So on 8th January we arrived to auditorium, overwhelmed by amount of people there, saying prayers to whatever-we-believed-in not to make us speak in front of all those people (I discovered that I have a social phobia and I’m afraid to speak in front of big number of people without being in charge and practicing at least twice). Our prayers were heard and the group were split into three smaller groups. We started debate, the very formal one, with speakers’ list and certain things you have to do or say. First hour was fairly interesting, and with every minute after that hour attention I paid in what was going on decreased and interest in ‘shooting’ (silly theatre-kids game) Shawn increased. For over six hours I was dissertating with Aaron about life, and on the end we just tried not to laugh too loud.

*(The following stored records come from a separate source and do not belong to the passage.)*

PR #7277, opened 2024-05-29
stats/opentelemetry: Add CSM Observability API

zasweq:
RELEASE NOTES: N/A

### DIFF
--- a/stats/opentelemetry/csm/observability.go
+++ b/stats/opentelemetry/csm/observability.go
@@ -28,19 +28,7 @@ import (
 	otelinternal "google.golang.org/grpc/stats/opentelemetry/internal"
 )
 
-var clientSideOTelWithCSM grpc.DialOption
-var clientSideOTel grpc.DialOption
-
-// Observability sets up CSM Observability for the binary globally. It sets up
-// two client side OpenTelemetry instrumentation components configured with the
-// provided options, one with a CSM Plugin Option configured, one without.
-// Created channels will pick up one of these dependent on whether channels are
-// CSM Channels or not, which is derived from the Channel's parsed target after
-// dialing.
-//
-// It sets up a server side OpenTelemetry instrumentation component configured
-// with options provided alongside a CSM Plugin Option to be registered globally
-// and picked up for every server.
+// EnableObservability sets up CSM EnableObservability for the binary globally.
 //
 // The CSM Plugin Option is instantiated with local labels and metadata exchange
 // labels pulled from the environment, and emits metadata exchange labels from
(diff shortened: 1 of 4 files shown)


stats/opentelemetry/csm/observability.go
```diff
@@ -0,0 +1,95 @@
...
+var clientSideOTelWithCSM grpc.DialOption
+var clientSideOTel grpc.DialOption
+
+// Observability sets up CSM Observability for the binary globally. It sets up
+// two client side OpenTelemetry instrumentation components configured with the
+// provided options, one with a CSM Plugin Option configured, one without.
+// Created channels will pick up one of these dependent on whether channels are
+// CSM Channels or not, which is derived from the Channel's parsed target after
+// dialing.
+//
```
dfawley, line 40: Is much/all of this implementation details the user does not care about?  I'm not sure but I was thinking so.

stats/opentelemetry/csm/observability.go
```diff
@@ -0,0 +1,95 @@
...
+// and picked up for every server.
+//
+// The CSM Plugin Option is instantiated with local labels and metadata exchange
+// labels pulled from the environment, and emits metadata exchange labels from
+// the peer and local labels. Context timeouts do not trigger an error, but set
+// certain labels to "unknown".
+//
+// This function is not thread safe, and should only be invoked once in main
+// before any channels or servers are created. Returns a cleanup function to be
+// deferred in main.
```
dfawley, line 52: What's the reason to return a cleanup function if it needs to be called in main?  Can we just remove it?

stats/opentelemetry/csm/observability.go
```diff
@@ -0,0 +1,95 @@
...
+func Observability(ctx context.Context, options opentelemetry.Options) func() {
```
dfawley, line 53: Nit: `EnableObservability`?  `Observability` is a noun but it doesn't return an object.

stats/opentelemetry/csm/observability.go
```diff
@@ -0,0 +1,95 @@
...
+
+// replace grpc module and otel module I guess
+
+type perTargetDialOption struct {}
+
+func (perTargetDialOption) DialOptionForTarget(parsedTarget url.URL) grpc.DialOption {
+	if determineTargetCSM(&parsedTarget) {
+		return clientSideOTelWithCSM
+	}
+	return clientSideOTel
```
dfawley, line 83: Can we store these in the `perTargetDialOption` instead of having globals?

stats/opentelemetry/csm/observability.go
dfawley, line 53: Why are we eating the gcp detector's error instead of passing it back to the user?  That seems wrong, especially if there is a problem with the context.  We have a way to return it (from here), so it seems like we should.

stats/opentelemetry/csm/observability.go
```diff
@@ -0,0 +1,95 @@
...
+func Observability(ctx context.Context, options opentelemetry.Options) func() {
+	csmPluginOption := newPluginOption(ctx)
+	clientSideOTelWithCSM = dialOptionWithCSMPluginOption(options, csmPluginOption)
+	clientSideOTel = opentelemetry.DialOption(options)
+
+	serverSideOTelWithCSM := serverOptionWithCSMPluginOption(options, csmPluginOption)
+
+	internal.AddGlobalPerTargetDialOptions.(func(opt any))(perTargetDialOption{})
+
+	internal.AddGlobalServerOptions.(func(opt ...grpc.ServerOption))(serverSideOTelWithCSM)
```
dfawley, line 62: Nit about organization:

```go
// do client-side initialization

// do server-side initialization
```

Is nicer than inter-splicing them with lots of extra blank lines everywhere.

stats/opentelemetry/csm/observability.go
```diff
@@ -0,0 +1,95 @@
...
+
+	return func() {
+		internal.ClearGlobalServerOptions()
+		internal.ClearGlobalPerTargetDialOptions()
+	}
+} // fail, can run it locally and on cloudtop, replace to point to this stats/opentelemetry (replace grpc or something else)?
```
dfawley, line 68: ?

Delete all these notes please

dfawley (commented):
Looks pretty good - mostly just nits.

stats/opentelemetry/csm/observability.go
zasweq: Doesn't need to clean up resources? It will leave globals around but I guess this is fine if your binary is exiting? I returned this to be like gcp/observability.

stats/opentelemetry/csm/observability.go
zasweq: Based this off gcp/observability. Will switch to Enable.

stats/opentelemetry/csm/observability.go
zasweq: Good point. Deleted implemetationy part of comment.

stats/opentelemetry/csm/observability.go
zasweq: Oh great point. Switched.

stats/opentelemetry/csm/observability.go
zasweq: Whoops, deleted.

stats/opentelemetry/csm/observability.go
dfawley: Seems like we're keeping this since we might be doing other kinds of exporting in the future that will need to be flushed for correctness.

stats/opentelemetry/csm/observability.go
```diff
@@ -0,0 +1,80 @@
...
+	"context"
+	"net/url"
+
+	"google.golang.org/grpc"
+	"google.golang.org/grpc/internal"
+	"google.golang.org/grpc/stats/opentelemetry"
+	otelinternal "google.golang.org/grpc/stats/opentelemetry/internal"
+)
+
+// EnableObservability sets up CSM EnableObservability for the binary globally.
```
dfawley, line 31: CSM EnableObservability? What's that?

stats/opentelemetry/csm/observability.go
```diff
@@ -0,0 +1,80 @@
...
+//
+// The CSM Plugin Option is instantiated with local labels and metadata exchange
```
dfawley, line 33: The CSM Stats Plugin?  Metrics exporter?  ???  Let's not put "plugin option" in our docstrings, though, I think.

dfawley (approved):

stats/opentelemetry/csm/observability.go
zasweq: Lol it switched this docstring.

stats/opentelemetry/csm/observability.go
zasweq: Choose "Stats Plugin".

There was one moment, when I had to go and speak. I’ve been working on Poland’s statements on drones in cyber terrorism (someone said that it’s racist that a polish chick always have to do polish point of view but I don’t wine- half of materials in my folder were in polish only half-related to subject, because Polish government doesn’t really have a certain opinion on those issues. They have on gay people, though). So I read that few sentences I had prepared and when I was getting ready to run back to my seat teacher decided that it’s a good idea to offer that “Maria came from Poland and it would be so cool if she end her statement in polish”. So I ended up my statement saying that “czuję się bardzo niekomfortowo mówiąc po polsku w takim otoczeniu” and trying not to draw any more attention. But apparently it worked out well, as I got 100% on simulation, while most people ended up with 80%.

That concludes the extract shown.